Is there anything more i could have done or done different, do you think it could have been fading puppy syndrome, 

Do you think this was a 1 off & would you breed from diva again or would the best thing be to have her spayed.


----------



## pommum (Jun 16, 2008)

It sounds like your bitch doesn't have the maternal instinct to be a brood bitch tbh, It could have been any number of reasons why the pups all passed away the main reason pups die quickly is dehydration which when a new born 
Sorry for your loss

Tiny pup like toy breeds miss one or two feeds can come on very quickly, I always make sure I have a bottle of Liquid Life Aid in the house which can be a life saver for a de-hydrated pup which showed with my friends litter of pom pups a couple of weeks ago when the bitch pup got pushed off the milk bar andmissed a couple ofeeds she started fading very quickly, I went up and gave her some life aid and her breeder kept giving it to her every hour over night and by the next morning the pup was strong enough to find themilk bar again herself.

I personally would have your bitch spayed and just keep her as a happy pet, as loosing pups can be very stressful to bitches as well as yourself.

Hope this helps.

Take care
Sarah


----------



## princessx87 (Feb 26, 2009)

Also diva could have been a non-milker.

I had this with my cat princess, i know there is a difference, but the vet told us it was like a yorkie, or pug when they milk.
Princess had a litter, (Our own fault) and she lost a kitten one-by-one.
I tried everything, getting up every 2 hours, feeding, ect.. Nothing worked.
I would get diva spayed and keep her as a pet.
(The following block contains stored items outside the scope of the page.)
PR #351, opened 2015-06-29
introduce linter errors to test travis

mambocab:
Ignore this.


mambocab:
Ok, looks like it works \o/

PR #354, opened 2015-06-29
Remove redefinition of is_win function

ptnapoleon:
We're already importing this from ccmlib.common here. In
zero tests do we ever use the dtest implementation, only ever the
ccmlib one. They're identical code.

@mambocab to review


mambocab:
Nice find, looks good to me. +1.

PR #355, opened 2015-06-30
add test for stress sparseness distribution

mambocab:
This adds a couple smoke tests for the new feature added in [CASSANDRA-9522](https://issues.apache.org/jira/browse/CASSANDRA-9522).

I don't know if this is where we want tests of stress itself to live -- I'm happy to move them or to wait until other external tools' tests get merged.

### DIFF
--- a/stress_tool_test.py
+++ b/stress_tool_test.py
@@ -1,0 +1,51 @@
+from __future__ import division
+
+from dtest import Tester
+from tools import rows_to_list, since
+
+
+@since('3.0')
+class TestStressSparsenessRatio(Tester):
+    """
+    @jira_ticket CASSANDRA-9522
+
+    Tests for the `row-population-ratio` parameter to `cassandra-stress`.
+    """
+    def uniform_ratio_test(self):
+        """
+        Tests that the ratio-specifying string 'uniform(5..15)/50' results in
+        ~80% of the values written being non-null.
+        """
+        self.distribution_template(ratio_spec='uniform(5..15)/50',
+                                   expected_ratio=.8,
+                                   delta=.1)
+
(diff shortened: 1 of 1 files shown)


ptnapoleon:
I don't object to having tests for stress, or for putting them here. What do others think?

stress_tool_test.py
```diff
@@ -0,0 +1,51 @@
...
+        @param delta the acceptable delta between the expected and actual ratios
+
+        A parameterized test for the `row-population-ratio` parameter to
+        `cassandra-stress`.
+        """
+        self.cluster.populate(1).start(wait_for_binary_proto=True)
+        node = self.cluster.nodelist()[0]
+        node.stress(['write', 'n=1000', '-rate', 'threads=50', '-col', 'n=FIXED(50)',
+                     '-insert', 'row-population-ratio={ratio_spec}'.format(ratio_spec=ratio_spec)])
+        session = self.patient_exclusive_cql_connection(node)
```
ptnapoleon: Why add the extra overhead of an exclusive connection if we only have one node?

ptnapoleon:
I'm +1

mambocab:
I've pushed up a change that makes the connection non-exclusive; thanks for the review @ptnapoleon.

Waiting for some feedback from others before I merge.

ptnapoleon:
@knifewine or @aboudreault, what are your feelings on this?

aboudreault:
No objection. +1. I don't think we need to add a test for all options but it is reasonable to add some when an issue is found.

mambocab:
Ok, commentary period's up. Thanks for the reviews/opinions, y'all, merging.

PR #358, opened 2015-07-01
Fix failing tests 9064

mambocab:
`test_describe` started failing (I assume) because of changes to the Python driver introduced in [CASSANDRA-9064](https://issues.apache.org/jira/browse/CASSANDRA-9064) -- the test assumed that the `min_threshold` and `max_threshold` would always be printed, but they aren't if they use the default values.

I also added a test for the other case, where the thresholds are set to non-default values, to make sure they are printed.

I also removed a few line continuations because I think they're gross.

The tests still all pass on `cassandra-2.{0,1,2}` and trunk, except for `cqlsh_tests/cqlsh_tests.py:TestCqlsh.test_describe_round_trip`, which still fails on 2.0 because the fix for 9064 wasn't applied there.


ptnapoleon:
+1

mambocab:
Thanks, merged.

BTW, I've filed [CASSANDRA-9703](https://issues.apache.org/jira/browse/CASSANDRA-9703) to track the failure on 2.0.

PR #360, opened 2015-07-02
Test for materialized views implementation (CASSANDRA-6477)

aboudreault:
Do not merge, but ready for some review. 

Test for materialized views implementation.

https://issues.apache.org/jira/browse/CASSANDRA-6477

I am waiting on 2 fixes/changes to complete this PR:

* Adding a datacenter or a single node produce unexpected results. (Bad data propagation)
* The drop table and drop column has to be changed to NOT drop the materialized views silently. (see ticket for more info)


materialized_views_test.py
```diff
@@ -0,0 +1,399 @@
...
+from tools import since, require, new_node
+from assertions import assert_one, assert_invalid
+
+
+@since('3.0')
+@require('6477')
+class TestMaterializedViews(Tester):
+    """
+    Test materialized views implementation.
+    @jira_ticket 6477
```
ptnapoleon: Make that `@jira_ticket CASSANDRA-6477` please

aboudreault: sure. fixed

aboudreault:
@mambocab When you have some time, I would appreciate a first review here :)

materialized_views_test.py
```diff
@@ -0,0 +1,399 @@
...
+from assertions import assert_one, assert_invalid
+
+
+@since('3.0')
+@require('6477')
+class TestMaterializedViews(Tester):
+    """
+    Test materialized views implementation.
+    @jira_ticket CASSANDRA-6477
+    @since 3.0
```
mambocab: Do we have a standard meaning for `@since`?

ptnapoleon: No :(

materialized_views_test.py
```diff
@@ -0,0 +1,399 @@
...
+
+        session.execute("CREATE TABLE t (id int PRIMARY KEY, v int)")
+
+        for i in xrange(1000):
+            session.execute("INSERT INTO t (id, v) VALUES ({v}, {v})".format(v=i))
+
+        session.execute(("CREATE MATERIALIZED VIEW t_by_v AS SELECT * FROM t PRIMARY KEY (v)"))
+
+        # wait propagation
+        time.sleep(10)
```
mambocab: Are there any logs you can wait on here? If they're distributed logs then keep an eye on https://github.com/pcmanus/ccm/issues/311, which could help you out.

materialized_views_test.py
```diff
@@ -0,0 +1,399 @@
...
+        assert len(result) == 2, "Expecting {} materialized view, got {}".format(2, len(result))
+
+        session.execute("DROP MATERIALIZED VIEW ks.users_by_state;")
+
+        result = session.execute(("SELECT * FROM system.schema_materializedviews "
+                                 "WHERE keyspace_name='ks' AND columnfamily_name='users'"))
+        assert len(result) == 1, "Expecting {} materialized view, got {}".format(1, len(result))
+
+    def drop_column_test(self):
+        """Test that we ... wrong REQUIRE CHANGE IN THE IMPLEMENTATION"""
```
mambocab: What is this docstring about? Same below.

aboudreault: nothing to be done here until the implementation is done

materialized_views_test.py
aboudreault: I will recheck that but I don't think I can watch for anything in the log. data are simply replicated async in BG.

materialized_views_test.py
```diff
@@ -0,0 +1,399 @@
...
+        session.execute("CREATE TABLE t (id int PRIMARY KEY, v int, v2 int, v3 int)")
+        session.execute("CREATE MATERIALIZED VIEW t_by_v2 AS SELECT * FROM t PRIMARY KEY (v2)")
+
+        for i in xrange(1000):
+            session.execute("INSERT INTO t (id, v, v2, v3) VALUES ({v}, {v}, {v}, {v}) USING TTL 30".format(v=i))
+
+        for i in xrange(1000):
+            assert_one(session, "SELECT * FROM t_by_v2 WHERE v2 = {}".format(i), [i, i, i, i])
+
+        time.sleep(30)
```
mambocab: Oof, this is a long sleep. Anything we can block on?

materialized_views_test.py
mambocab: We should probably request that feature. If it'd be useful for us, I imagine it'd be useful for diagnosing problems in the field, no?

materialized_views_test.py
aboudreault: Same issue. Not really. I can maybe reduce the the number rows read.... and maybe add a smart_sleep that could wait (30 seconds - *the time of the 1000 assert_one just before*)

mambocab:
I find the use of and relationship between the `prepare` and `prepare_user_table` a little confusing. I think there's sort of already a conventional meaning for the method name `prepare` in the codebase, which `prepare_user_table` subverts. If it were me, I'd add a kwarg (maybe named  `user_table`) to `prepare` and only create that table if the kwarg is truthy.

That's just me being a big ol' nerd, though, and if you disagree don't change anything.

aboudreault:
sounds good, will modify that prepare method.

materialized_views_test.py
aboudreault: @tjake Can I use nodetool("replaybatchlog") on all nodes to replace that kind of sleep?

aboudreault:
@mambocab  I pushed more changes since yesterday, your comments/review are welcome.

ptnapoleon:
You use a lot of the python `assert a == b, msg` syntax, rather than the unittest `self.assertEqual(a, b, msg)` which is preferred.

aboudreault:
Ready to merge. 

Big thanks to @ptnapoleon  and @tjake  for their multiple contributions in that big PR.

Issue #361, opened 2015-07-02
remove compaction_delete_test's dependency on sstable2json


mambocab:
`compaction_delete_test` in [`compaction_test.py`](compaction_test.py) checks for tombstones by using `sstable2json` and looking for the substring `'markedForDeleteAt'` in the output. Now that `sstable2json` has been removed from trunk, we need a different way to check for tombstones.

I can take this one on, I'm just not going to this afternoon, so if someone starts work on it before me, go ahead and assign yourself.

PR #362, opened 2015-07-02
Remove sstable2json tests

mambocab:
This deals with problems related to `sstable2json`. #361 is followup for some of it. The justification for each commit is in its message.


ptnapoleon:
+1. Make sure #361 doesn't go uncompleted though

mambocab:
I've fixed up some importing errors and the pep8 error Travis complained about. Once it's run through Travis clean, I'll merge.

PR #363, opened 2015-07-03
Removed @require tags for some committed tickets

stef1927:
I also changed the warning message of 9643, which was modified during commit. 

hinted_handoff.py will fail due to an NPE in the logs but this is not related to 9035 at all. This NPE is happening for other dtests too.


aboudreault:
LGTM when the minor linter issue is fixed.

stef1927:
Fixed.

PR #364, opened 2015-07-06
Fix to run the test for CASSANDRA-9591 on trunk as well

stef1927:
I had to change a previously written test to run it on trunk, since we now have a new sstable file, the statistics file, which seems to be required when scrubbing.


ptnapoleon:
+1

PR #365, opened 2015-07-06
adds tools for running tests with @require

mambocab:
This adds some new functionality surrounding the `@require` decorator. If you set the environment variable `IGNORE_REQUIRE` to `'yes'` or `'true'`, then `@require`d tests will run as though there were no decorator. It also modifies `@require`d tests with the `attr` decorator, so you can select them with `nosetests -a required`. 

Unfortunately, they'll still be skipped if you don't set `IGNORE_REQUIRE`; to have these play together nicely would require digging into the behavior of plugins, which is out of scope right now.

@aboudreault and/or @shawnkumar to review. Asking for extra-careful review of the docstring changes -- can you think of a better way to document this?

### DIFF
--- a/dtest.py
+++ b/dtest.py
@@ -40,7 +40,7 @@ NUM_TOKENS = os.environ.get('NUM_TOKENS', '256')
 RECORD_COVERAGE = os.environ.get('RECORD_COVERAGE', '').lower() in ('yes', 'true')
 REUSE_CLUSTER = os.environ.get('REUSE_CLUSTER', '').lower() in ('yes', 'true')
 SILENCE_DRIVER_ON_SHUTDOWN = os.environ.get('SILENCE_DRIVER_ON_SHUTDOWN', 'true').lower() in ('yes', 'true')
-
+IGNORE_REQUIRE = os.environ.get('IGNORE_REQUIRE', '').lower() in ('yes', 'true')
 
 CURRENT_TEST = ""
 
--- a/tools.py
+++ b/tools.py
@@ -1,13 +1,20 @@
-from ccmlib.node import Node
+import fileinput
+import functools
+import re
+import subprocess
+import sys
+import time
+import unittest
 from distutils.version import LooseVersion
 from threading import Thread
-import re, sys, fileinput, time, unittest, functools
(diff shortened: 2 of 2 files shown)


mambocab:
@mshuler should have a look, too, to make sure this does what we need.

aboudreault:
Sorry Jim, what is the goal of this? I thought @require were only used for no-ready feature, when waiting a patch to be merged. Why would we want to run only tests with @require? I have probably missed the discussion on hipchat.

ptnapoleon:
@aboudreault I assume the goal is for when we annotate a test with `@require(ticket)` where the ticket is not a feature in development, but a bug-fix for the feature being tested.

mshuler:
Basically, we discussed using @require a little more liberally, and this would give us a simple way to run with or only the tests with @require. This gives us a jenkins job like http://cassci.datastax.com/view/All_Jobs/job/scratch_mshuler-trunk_dtest-experimental/

mambocab:
High-level: what @mshuler said. More detailed: here's the workflow this supports:

- A test is failing in one way or other -- in some cases, it'll be a flaky test.
- we file a ticket and `@require` the test, pointing to the ticket

At this point, most test runs will run normally, skipping `@require`d tests. However, we'll also have a job that runs daily (probably) that either includes `@require`d tests, or only runs `@require`d tests. This will help us keep an eye on flapping and failing tests without adding failure noise to dev branch builds.

I understand it's a little weird to `@require` a flapping test -- if [flaky](https://github.com/box/flaky) works out, then we won't have to use it that way. But for the moment, this will help us reduce failure noise in dev branches and normal builds.

aboudreault:
Thanks Jim for the clarification. +1 for this -- I agree that the flaky plugin would be in favor in the future.

mshuler:
This also serves as an audit job, since there is a disconnect between fixing a JIRA bug and removing the @requires annotation in dtest. For example, a few tests passed in that run, why are we skipping them (assuming they were features/fixes that aren't just flakey tests)?

mambocab:
Thanks, all. Merging.

PR #366, opened 2015-07-06
2.2 flakes

mambocab:
This deals with a couple flaky tests on 2.2. See the commit messages for more details.

I'm not confident that the new `wait_on_binary_proto` will make the test stop flaking, as I noted in the commit message for that change -- I don't understand the interaction between `wait_for_binary_proto` and `wait_other_notice` well enough to say. However, adding `wait_for_binary_proto` can't hurt, and it might help. We'll figure it out as we keep an eye on flaky dtests in the coming weeks.

### DIFF
--- a/INSTALL.md
+++ b/INSTALL.md
@@ -74,6 +74,10 @@ will often need to modify them in some fashion at some later point:
 
         sudo apt-get install python-nose
 
+* flaky
+
+		sudo pip install flaky
+
 * cassandra
 
         cd ~/git/cstar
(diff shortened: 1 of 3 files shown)


aboudreault:
Following your previous PR,  we would use IGNORE_REQUIRE to run flaky tests? But this also mean all other tests with @require will run too. Am I understanding correctly?

mambocab:
Yep, you are. See [my comment over there](https://github.com/riptano/cassandra-dtest/pull/365#issuecomment-119219787) for a more detailed account of the workflow.

aboudreault:
LGTM!

mambocab:
Thanks for the review. Since we're just about ready to integrate `flaky` on Jenkins, though, I've replaced the `@require` with `flaky`. @aboudreault sorry to ask for a second review, but could you have another look?

@mshuler I'll wait for your go-ahead before merging too.

mshuler:
LGTM!

aboudreault:
+1

mambocab:
Ok, looks like cassci is ready, Travis is happy, and so are y'all. Thanks for all the reviews! Merging.

PR #670, opened 2015-11-18
CASSANDRA-9043: Add test case for COPY from COUNTER csv

jasonstack:
CASSANDRA-9043: Add test case for COPY from COUNTER csv

### DIFF
--- a/cqlsh_tests/cqlsh_copy_tests.py
+++ b/cqlsh_tests/cqlsh_copy_tests.py
@@ -468,6 +468,41 @@ class CqlshCopyTest(Tester):
         self.assertItemsEqual(csv_values,
                               [['a', 'b'], ['1', '10'], ['2', '20'], ['3', '30']])
 
+    def test_reading_counter(self):
+        """
+        Test that COPY can read a CSV of COUNTER by:
+
+        - creating a table,
+        - writing a CSV with COUNTER data with header,
+        - importing the contents of the CSV file using COPY with header,
+        - checking that the contents of the table are the written values.
+        @jira_ticket CASSANDRA-9043
+        """
+        self.prepare()
+        self.session.execute("""
+            CREATE TABLE testcounter (
+                a int primary key,
+                b counter
+            )""")
+
+        self.tempfile = NamedTemporaryFile(delete=False)
+
+        data = [[1, 20], [2, 40], [3, 60], [4, 80]]
+
+        with open(self.tempfile.name, 'w') as csvfile:
+            writer = csv.DictWriter(csvfile, fieldnames=['a', 'b'])
+            writer.writeheader()
+            for a, b in data:
+                writer.writerow({'a': a, 'b': b})
+            csvfile.close
+
+        cmds = "COPY ks.testcounter FROM '{name}'".format(name=self.tempfile.name)
+        cmds += " WITH HEADER = true"
+        self.node1.run_cqlsh(cmds=cmds)
+
+        result = self.session.execute("SELECT * FROM testcounter")
+        self.assertItemsEqual(data, rows_to_list(result))
+
     def test_reading_use_header(self):
         """
         Test that COPY can read a CSV with a header by:


cqlsh_tests/cqlsh_copy_tests.py
```diff
@@ -468,6 +468,41 @@ def test_writing_use_header(self):
...
+        data = [[1, 20], [2, 40], [3, 60], [4, 80]]
+
+        with open(self.tempfile.name, 'w') as csvfile:
+            writer = csv.DictWriter(csvfile, fieldnames=['a', 'b'])
+            writer.writeheader()
+            for a, b in data:
+                writer.writerow({'a': a, 'b': b})
+            csvfile.close
+
+        cmds = "COPY ks.testheader FROM '{name}'".format(name=self.tempfile.name)
```
mambocab: This isn't the same table name from the other operations.

cqlsh_tests/cqlsh_copy_tests.py
```diff
@@ -468,6 +468,41 @@ def test_writing_use_header(self):
...
+        cmds += " WITH HEADER = true"
+        self.node1.run_cqlsh(cmds=cmds)
+
+        result = self.session.execute("SELECT * FROM testcounter")
+        self.assertItemsEqual([tuple(d) for d in data],
+                              [tuple(r) for r in rows_to_list(result)])
```
mambocab: Converting to tuples here shouldn't be necessary.

mambocab: Actually, the list comprehensions shouldn't be necessary either; `assertItemsEqual(data, rows_to_list(result))` should be fine here.

cqlsh_tests/cqlsh_copy_tests.py
```diff
@@ -468,6 +468,41 @@ def test_writing_use_header(self):
...
+            for a, b in data:
+                writer.writerow({'a': a, 'b': b})
+            csvfile.close
+
+        cmds = "COPY ks.testheader FROM '{name}'".format(name=self.tempfile.name)
+        cmds += " WITH HEADER = true"
+        self.node1.run_cqlsh(cmds=cmds)
+
+        result = self.session.execute("SELECT * FROM testcounter")
+        self.assertItemsEqual([tuple(d) for d in data],
```
ptnapoleon: `self.assertItemsEqual(data, rows_to_list(result))` also works, so why cast to tuple here?

cqlsh_tests/cqlsh_copy_tests.py
```diff
@@ -468,6 +468,41 @@ def test_writing_use_header(self):
...
 
+    def test_reading_counter(self):
+        """
+        Test that COPY can read a CSV of COUNTER by:
+
+        - creating a table,
+        - writing a CSV with COUNTER data with header,
+        - importing the contents of the CSV file using COPY with header,
+        - checking that the contents of the table are the written values.
+        """
```
mambocab: Could you please add this doxygen tag to the docstring here: `@jira_ticket CASSANDRA-9043`

Here's another example of it in use:

https://github.com/riptano/cassandra-dtest/blob/7e7b09d977eb1e113fd4e26fb96bdba3a250a03a/offline_tools_test.py#L23

mambocab:
Thank you for the test! Patched trunk passes, and existing branches fail (after fixing the table name error in the test itself).

Once you address my comments I'll be +1. Do you anticipate the patch being merged soon? If so, I'd rather just hold off merging these test changes until that happens.

cqlsh_tests/cqlsh_copy_tests.py
jasonstack: thank you. fixed.

cqlsh_tests/cqlsh_copy_tests.py
jasonstack: thank you. fixed.

cqlsh_tests/cqlsh_copy_tests.py
jasonstack: thank you. fixed.

cqlsh_tests/cqlsh_copy_tests.py
jasonstack: thank you. fixed.

jasonstack:
Hi all, I have updated based on the comments. and CASSANDRA-9043 has been merged. Can you check this PR again? thank you

ptnapoleon:
Merged, thanks!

She might be ok next time, but i wouldn't chance another 3-4 pups passing to answer my questions. I was heart-broken enough when it happened the first time.

I'm so sorry for your lost hun


----------



## Jess2308 (May 12, 2009)

pommum said:


> It sounds like your bitch doesn't have the maternal instinct to be a brood bitch tbh,


Very, very few pugs do. My pug i would class as a very good mum and it took her a week to get into the whole idea of looking after the babies herself and voluntarily feeding/cleaning them. When you have a litter of pugs you do expect to have to clean them yourself, and make them pee/poo and you do have to hold the bitches to get them to allow the pups to feed in most cases. They are just known for not having a strong maternal instinct

To the OP....

Did you check all the pups for cleft palletes? Its something that is sadly, fairly common in some lines and would explain why the 3 could not suckle and died. Most breeders who have pups with cleft palletes will have them PTS as it is the kindest thing generally as they wont thrive.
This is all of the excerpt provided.